> _WORK INSTRUCTION_
Copy each line of the records below that mentions the word "virtualenv".
*** SUPPLIED MATERIAL ***
PR #962, opened 2019-05-07
Add contributing.MD, makefile commands

phalt:
Shuffle around the contributing file to a separate section.
Use makefile commands to make set up easier.


CONTRIBUTING.md
```diff
@@ -0,0 +1,57 @@
...
+After cloning this repo, create a [virtualenv](https://virtualenv.pypa.io/en/stable/) and ensure dependencies are installed by running:
+
+```sh
+virtualenv venv
+source venv/bin/activate
+make dev-setup
+git checkout -B YOUR_BRANCH_NAME
+```
+
+You are not ready to start developing
```
mvanlonden: Why did I do this then? 😛

CONTRIBUTING.md
```diff
@@ -0,0 +1,57 @@
+# Contributing
+
+## Set up
+
+After cloning this repo, create a [virtualenv](https://virtualenv.pypa.io/en/stable/) and ensure dependencies are installed by running:
```
mvanlonden: Could we offer [pipenv](https://docs.pipenv.org/en/latest/) as a lighter weight alternative?

CONTRIBUTING.md
phalt: Hah I just copy/pasted the original docs

CONTRIBUTING.md
phalt: @mvanlonden from my personal experience the packaging story of Python is in flux at the moment, I'd rather pick the basic one and when things settle down and a clear winner appears we move over to use it.

dvndrsn: Agree on Pipenv. For personal projects, it works fine and has a lot of nice convenience features but there are some things that make it less desirable for cross platform development and especially building libraries.

ekampf: "lighter weight" ?  what's wrong with `virtualenv` ?

Makefile
```diff
@@ -9,3 +9,12 @@ docs:
 	pip install -r requirements.txt &&\
 	make html &&\
 	cd -
+
+dev-setup:
+	pip install -e ".[test]"
```
jkimbo: These commands are going to conflict with https://github.com/graphql-python/graphene/pull/971/files#diff-b67911656ef5d18c4ae36cb6741b7965

dvndrsn:
@jkimbo i was just following @phalt 's lead with those conflicting commands, no worries. Either works.

phalt:
I'm happy to close this in favour of the other one.

jkimbo:
@phalt I think the CONTRIBUTING doc is still really useful from this PR and I didn't mean for you to close it! I was just pointing out that 2 separate PRs have added makefile commands that are doing the same thing (but with different names).

PR #971, opened 2019-05-22
expose livehtml autobuild in Makefile + Add API autodoc

dvndrsn:
Autobuild was previously set up in Makefile, but did not have its requirements frozen in `requirements.txt` and the command was not documented well. Added API level documentation for parameters and arguments for the core graphene objects.

- Added `make docs-live` target to the root project Makefile. This starts a live http server which refreshes with docs changes.
- Added `sphinx-autobuild ` to documentation requirements.
- Added `autodoc` configuration to generate documentation from classes automatically.
- API documentation attributes and parameters for core graphene objects and interfaces.
- General tidying and documentation.
- Fixed a flakey test involving `datetime.now()` by setting static values for times in tests.

PR #975, opened 2019-05-24
Typo in documentation

mikebobadilla:
Adds missing word in docs.

 schema will the same as the class ->  schema will be the same as the class


dvndrsn:
It looks like your CI run failed due to a flakey test using datetime. I fixed this in another branch in this patch: https://github.com/graphql-python/graphene/pull/971/commits/fa3ecce9e3e279f580ad975148aa0cf5c3a4cae4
*** End of SUPPLIED MATERIAL ***
> _RESPONSE AREA_
+After cloning this repo, create a [virtualenv](https://virtualenv.pypa.io/en/stable/) and ensure dependencies are installed by running:
+virtualenv venv
+After cloning this repo, create a [virtualenv](https://virtualenv.pypa.io/en/stable/) and ensure dependencies are installed by running:
ekampf: "lighter weight" ?  what's wrong with `virtualenv` ?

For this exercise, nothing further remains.